# Disposal of a Bible



## ClayPot (Aug 28, 2010)

Is there a proper way to dispose of a Bible? We have a Bible that's probably getting close to the end of it's life, and I'm not sure what to do with it.

It seems wrong to throw it away since it is the Word of God, but on the other hand, it's a combination of paper, ink, and a little cardboard, so it seems idolatrous (in the sense of worshipping a book) to worry about throwing it away. On the other hand again, it seems that you would dispose of something you greatly value in way that shows that you value this thing.

Obviously, I'm a little confused. What are your thoughts?


----------



## Scott1 (Aug 28, 2010)

1) Look at having it re-bound so you can continue using it

2) Give it to someone in need.

3) After due diligence there, ask one of the Bible distribution organizations, e.g. The Gideons- they have standard procedures for re-binding or repairing for re-circulation of the many Bibles they place.


----------



## rbcbob (Aug 28, 2010)

jpfrench81 said:


> Is there a proper way to dispose of a Bible? We have a Bible that's probably getting close to the end of it's life, and I'm not sure what to do with it.
> 
> It seems wrong to throw it away since *it* is the Word of God, but on the other hand, it's a combination of paper, ink, and a little cardboard, so it seems idolatrous (in the sense of worshipping a book) to worry about throwing it away. On the other hand again, it seems that you would dispose of something you greatly value in way that shows that you value this thing.
> 
> Obviously, I'm a little confused. What are your thoughts?



"IT", i.e. your worn out English translation, is not the Word of God. The Word of God is eternal and cannot be destroyed. Less than 6,000 Greek MSS survive today and any number of them could (alas) perish tomorrow. But the Word of God endures forever. Your modern and relatively faithful translation of the Word of God served you well but it must go the way of all the earth eventually.


----------



## AThornquist (Aug 28, 2010)

If it's really worn out and essentially served its purpose, I would just throw it away.


----------



## LeeJUk (Aug 28, 2010)

Throw it away in my opinion.


----------



## Ask Mr.
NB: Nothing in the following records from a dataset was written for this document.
PR #1083, opened 2019-04-01
Timeout only parent job when it is not processed for long time

GowthamShanmugam:
bugzilla: 1602858
tendrl-bug-id: #1080


GowthamShanmugam:
@shtripat please review

Issue #1084, opened 2019-04-24
Import Cluster fails on "node X doesn't have network details populated" with Ansible 2.8


GowthamShanmugam:
With Beta 1 build of Ansible 2.8, it's not possible to import Gluster Trusted
Storage pool into RHGSWA, as Cluster Import task fails with error:

 Node <X> doesn't have network details populated

SalsaBr:
I ran across this same sympton and could not recover from the error downgrading to ansible 2.7 nor trying to unmanage the cluster. The cluster is stuck in an error state.

GowthamShanmugam:
Does /tmp directory have execution permission? if not, please remount /tmp directory with exec permission: https://askubuntu.com/questions/311438/how-to-make-tmp-executable

SalsaBr:
Yes, it does. On all nodes

GowthamShanmugam:
Please unmanage the cluster and wait for all the nodes will be detected by tendrl server. Fire import after all the nodes are listed with fqdn.

SalsaBr:
The unmanage function is not working either. Nothing happens and I can't check on it's progress.

GowthamShanmugam:
Oh ok you already mentioned like un-manage is not working sorry :),  Please check the log file in /var/log/messages. I think in each sync it may populate the error in the log file.

GowthamShanmugam:
If nothing working I will help you in a remote call to solve this problem

SalsaBr:
I tried to clear everything by deleting my etcd partition, then installed tendrl againand this is what I got now:

Child jobs failed are [u'02239281-7b28-4cec-8d11-7c9f6b82fca1']

Failed atom: tendrl.objects.Cluster.atoms.ImportCluster on flow: Import existing Gluster Cluster

[...]

PR #1085, opened 2019-04-24
Import Cluster fails on "node X doesn't have network details populated" with Ansible 2.8

GowthamShanmugam:
bugzilla: 1702412
tendrl-bug-id: Tendrl/commons#1084

### DIFF
--- a/tendrl/commons/utils/ansible_module_runner.py
+++ b/tendrl/commons/utils/ansible_module_runner.py
@@ -1,9 +1,12 @@
 import os
 import subprocess
+import sys
 import tempfile
 
 import ansible.executor.module_common as module_common
 from ansible import modules
+from ansible.parsing.dataloader import DataLoader
+from ansible.template import Templar
 
 from tendrl.commons.utils import log_utils as logger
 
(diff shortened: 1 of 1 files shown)


GowthamShanmugam:
@shtripat @nthomas-redhat This solution will work in current supporting ansible version as well as ansible 2.8.

tendrl/commons/utils/ansible_module_runner.py
```diff
@@ -1,9 +1,12 @@
 import os
 import subprocess
+import sys
 import tempfile
 
 import ansible.executor.module_common as module_common
 from ansible import modules
+from ansible.parsing.dataloader import DataLoader
+from ansible.template import Templar
```
shtripat: Should the import variable be called `Templar` or `Template` ?

GowthamShanmugam: it is templar only @shtripat https://github.com/ansible/ansible/blob/4d3a6123d5b84ed8cdaba4e945e6f1d55c35c4b4/lib/ansible/template/__init__.py#L267

shtripat: Ack.

PR #1091, opened 2020-03-16
Incorrect usage is corrected for global variable

TimothyAsirJeyasing:
Incorrect usage of global variable is corrected
Spec file changes for python3 conversion

### DIFF
--- a/setup.py
+++ b/setup.py
@@ -7,7 +7,7 @@ from setuptools import setup
 
 try:
     # Python 2 backwards compat
-    from __builtin__ import raw_input as input
+    from builtins import raw_input as input
 except ImportError:
     pass
 
--- a/setup.py
+++ b/setup.py
@@ -7,7 +7,7 @@ from setuptools import setup
 
 try:
     # Python 2 backwards compat
-    from builtins import raw_input as input
+    from builtins import input
 except ImportError:
     pass
 
--- a/tendrl/commons/objects/cluster/atoms/import_cluster/__init__.py
+++ b/tendrl/commons/objects/cluster/atoms/import_cluster/__init__.py
@@ -42,7 +42,7 @@ class ImportCluster(objects.BaseAtom):
                 cmd = cmd_utils.Command('gluster volume list')
                 out, err, rc = cmd.run()
                 if not err:
-                    volumes = filter(None, out.split("\n"))
+                    volumes = [_f for _f in out.split("\n") if _f]
                     ret_val, err = enable_disable_volume_profiling(
                         volumes, self.parameters)
                     if not ret_val:
--- a/tendrl/commons/objects/cluster/atoms/import_cluster/__init__.py
+++ b/tendrl/commons/objects/cluster/atoms/import_cluster/__init__.py
@@ -1,6 +1,7 @@
 import subprocess
 import time
 import uuid
+import os
 
 from tendrl.commons.event import Event
 from tendrl.commons.flows.import_cluster.gluster_help \
@@ -42,7 +43,7 @@ class ImportCluster(objects.BaseAtom):
                 cmd = cmd_utils.Command('gluster volume list')
                 out, err, rc = cmd.run()
                 if not err:
-                    volumes = [_f for _f in out.split("\n") if _f]
+                    volumes = [_f for _f in out.split(os.linesep) if _f]
                     ret_val, err = enable_disable_volume_profiling(
                         volumes, self.parameters)
                     if not ret_val:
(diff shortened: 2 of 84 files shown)


TimothyAsirJeyasing:
@amohan@redhat.com, @nthomas-redhat, @anmolbabu , @cloudbehl  Please review

cloudbehl:
@TimothyAsirJeyasing can you fix the `Codacy/PR Quality Review` and also why CI tests are failing?

tendrl/commons/tests/flows/expand_cluster/test_ec_init.py
```diff
@@ -1,4 +1,4 @@
-import __builtin__
+import builtins
```
cloudbehl, line 1: use builtins instead of __builtin__ in code also. Check line 50

cloudbehl (changes requested):
Please make this change in all the test files.

tendrl/commons/tests/flows/expand_cluster/test_ec_init.py
TimothyAsirJeyasing: Done

setup.py
```diff
@@ -7,7 +7,7 @@
 
 try:
     # Python 2 backwards compat
-    from __builtin__ import raw_input as input
+    from builtins import raw_input as input
```
aruniiird: the above line is giving following error in my python3 setup,
```python
>>> from builtins import raw_input as input
  File "<stdin>", line 1, in <module>
ImportError: cannot import name 'raw_input' from 'builtins' (unknown location)
>>> 
```
you may have to change it to,
```python
from six.moves import input
```
this will work in both python 2.7 and 3.x (tested on python 2.7.16 and python 3.7.5)

TimothyAsirJeyasing:
@GowthamShanmugam , @shtripat Please review

tendrl/commons/utils/central_store/utils.py
```diff
@@ -2,7 +2,7 @@
 import datetime
 import etcd
 import sys
-import thread
+import _thread
```
aruniiird, line 5:
```suggestion
import _thread as thread
```
then you don't have to change anywhere else

aruniiird (changes requested):

tendrl/commons/utils/central_store/fields.py
```diff
@@ -244,7 +244,7 @@ def _set_value(self, value):
 
         # Force casting if we were given a caster.
         if self._caster:
-            for x in value.keys():
+            for x in list(value.keys()):
```
GowthamShanmugam: I am seeing these changes in a few places, it is not necessary to convert this list by default it will give the result in list only. 

But not sure please check :)

GowthamShanmugam: no need list(value.keys()) or list((value.values()) or len(list((value.keys())) no need list conversion if i am right

GowthamShanmugam (commented):
only minor suggestion, not change LGTM

setup.py
GowthamShanmugam: can you try this: 
    from builtins import input

no need alias, raw_input is renamed as input

TimothyAsirJeyasing: Thank you, I will do it!

tendrl/commons/utils/central_store/utils.py
TimothyAsirJeyasing: Sure thank you

tendrl/commons/utils/central_store/fields.py
TimothyAsirJeyasing: Done

TimothyAsirJeyasing:
Have done the review changes. Please review @GowthamShanmugam , @aruniiird

tendrl/commons/objects/cluster/atoms/import_cluster/__init__.py
```diff
@@ -42,7 +42,7 @@ def run(self):
                 cmd = cmd_utils.Command('gluster volume list')
                 out, err, rc = cmd.run()
                 if not err:
-                    volumes = filter(None, out.split("\n"))
+                    volumes = [_f for _f in out.split("\n") if _f]
```
aruniiird: Instead of "\n" , isn't it a good idea to use, `os.linesep` (which will give more interoperability), but leaving this at your discretion.

aruniiird (commented):
A minor comment, nothing much to review here...

tendrl/commons/objects/cluster/atoms/import_cluster/__init__.py
TimothyAsirJeyasing: This patch is mainly for python3 convert. However we can do this kind of enhancement at later point of time. Thank you.

PR #109, opened 2020-01-15
Enforcement domain model

amanpdyadav:
Added enforcement domain model and its relation to Parking,
ParkingArea, ParkingTerminal, PermitArea, Permit and PaymentZone.
Migrations to handle the updates of tables.


parkings/models/enforcement_domain.py
```diff
@@ -0,0 +1,24 @@
...
+from django.contrib.gis.db import models as gis_models
+from django.db import models
+from django.utils.translation import gettext_lazy as _
+
+from .constants import GK25FIN_SRID
+from .mixins import TimestampedModelMixin
+
+
+class EnforcementDomain(TimestampedModelMixin):
+    enforcers = models.ManyToManyField(User, verbose_name=_("enforcers"))
```
suutari-ai: Use `settings.AUTH_USER_MODEL` here.

parkings/admin.py
```diff
@@ -3,11 +3,17 @@
...
 from .admin_utils import ReadOnlyAdmin, WithAreaField
 from .models import (
-    EnforcementDomain, Operator, Parking, ParkingArea, ParkingCheck,
+    EnforcementDomain, Enforcer, Operator, Parking, ParkingArea, ParkingCheck,
     ParkingTerminal, PaymentZone, Permit, PermitArea, PermitLookupItem,
     PermitSeries, Region)
 
 
+@admin.register(Enforcer)
+class Enforcer(WithAreaField, OSMGeoAdmin):
```
suutari-ai: the admin class should be named `EnforcerAdmin`

parkings/migrations/0029_enforcement_domain.py
```diff
@@ -14,16 +15,57 @@ class Migration(migrations.Migration):
...
+        migrations.AddField(
+            model_name='permitseries',
+            name='owner_enforcer',
+            field=models.ForeignKey(blank=True, null=True, on_delete=django.db.models.deletion.PROTECT, related_name='permit_series_set', to='parkings.Enforcer'),
+        ),
+        migrations.AlterField(
+            model_name='paymentzone',
+            name='code',
+            field=models.CharField(max_length=10),
+        ),
```
suutari-ai: Move these changes to the `code` field up to the `AddField`-statement of the `code` field to avoid adding the field and changing it in same migration.

parkings/models/enforcement_domain.py
```diff
@@ -10,8 +10,7 @@
 class EnforcementDomain(TimestampedModelMixin):
     code = models.CharField(max_length=10, unique=True, verbose_name=_('code'))
     name = models.CharField(max_length=40, verbose_name=_('name'))
-    geom = gis_models.MultiPolygonField(
-        srid=GK25FIN_SRID, verbose_name=_('geometry'))
+    geom = gis_models.MultiPolygonField(srid=GK25FIN_SRID, verbose_name=_('geometry'), default="MULTIPOLYGON EMPTY")
```
suutari-ai: Maybe the geom field should be nullable?

Then we could easily check, if the geometry of the ED is specified or not. That could affect some business logic later.

parkings/migrations/0029_enforcement_domain.py
```diff
@@ -14,16 +15,57 @@ class Migration(migrations.Migration):
...
+            },
+        ),
+        migrations.CreateModel(
+            name='Enforcer',
+            fields=[
+                ('created_at', models.DateTimeField(auto_now_add=True, verbose_name='time created')),
+                ('modified_at', models.DateTimeField(auto_now=True, verbose_name='time modified')),
+                ('id', models.UUIDField(default=uuid.uuid4, editable=False, primary_key=True, serialize=False)),
+                ('name', models.CharField(max_length=80, verbose_name='name')),
+                ('enforced_domain', models.ForeignKey(help_text='An enforcement domain than is enforced by this enforcer', null=True, on_delete=django.db.models.deletion.PROTECT, to='parkings.EnforcementDomain', verbose_name='enforced domain')),
```
suutari-ai: There seems to be a typo in this help_text (probably written by me :smiley_cat:). The `than` word should be `that`, of course.

parkings/models/enforcement_domain.py
amanpdyadav: If I put **null=True**. It breaks the admin view. So had to set **default="MULTIPOLYGON EMPTY"** instead of **null=True**

parkings/migrations/0029_enforcement_domain.py
suutari-ai: Remove the `null=True, blank=True` part, since every enforcer should have an ED.

And since there always is a single enforcement domain for each Enforcer, the `An` article in the `help_text` should be replaced with `The`, i.e. the whole help text should be: "The enforcement domain enforced by this enforcer".

parkings/admin.py
```diff
@@ -3,8 +3,21 @@
...
+
+
+@admin.register(Enforcer)
+class EnforcerAdmin(WithAreaField, OSMGeoAdmin):
+    list_display = ['id', 'name', 'users', 'enforced_domain']
+    ordering = ('name',)
+
+
+@admin.register(EnforcementDomain)
+class EnforcmenteDomainAdmin(WithAreaField, OSMGeoAdmin):
```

Religion (Aug 28, 2010)

Wrap it up, place it in a box and store it in your attic for your survivors to discover.

AMR


----------



## JennyG (Aug 28, 2010)

If you throw it away, at least wrap it up well first so nobody sees it in the rubbish and is either a) worried or scandalised, or b) encouraged to treat Bibles with disrespect.
At the local school here the whole first year were given little Gideon New Testaments. Later my 12-yr-old (at the time) son saw some kids using one as a football. He knew that it was only "paper, ink and a little cardboard" , but even so he was quite seriously upset.


----------



## AThornquist (Aug 28, 2010)

Ask Mr. Religion said:


> Wrap it up, place it in a box and store it in your attic for your survivors to discover.
> 
> AMR


 
That's a cool idea.


----------



## CovenantalBaptist (Aug 28, 2010)

There is a ministry that distributes old Bibles internationally Christian Resources International. This is the writeup from Tim Challies:



> And finally, this looks like a great program. If you’re anything like me, you’ve probably got quite a few Bibles lying around your home—Bibles that have been replaced at one time or another and are now just gathering dust. You don’t want to throw them out, but also don’t quite know what to do with them. Well here is one way of putting them to good use. You can bare your bookshelf and send the books to pastors in other parts of the world. Christian Resources International has a program in place that will help you do just that. “Just enter your name, address, and denomination in the form below, and then we’ll send you—free—all the mailing materials you need to send a Bible to a specific pastor, Christian worker, church member, or seeker overseas. We’ll send you the recipient’s name and address, so you can pray for the recipient by name.” You can go to the post office (if you’re in the U.S., at least) and send that envelope anywhere in the world for only $12. And, because ” the mailing materials bear CRI’s return address, you need not worry that you’ll be personally contacted by anyone overseas.” Take a look at the program and see if it may be a good way of finally clearing out some of those old Bibles.


----------



## Pergamum (Aug 29, 2010)

Some people will not dispose of old American flags by just throwing them in the trash. If that is the case, that person needs to dispose of his bible and treat it better than the flag. Otherwise, do whatever.


----------



## Jerusalem Blade (Aug 29, 2010)

I got rid of an old KJB a while back someone had given me, but it was in too bad shape to use. I carefully put it among some others papers (as in recycling), and sent it on its way.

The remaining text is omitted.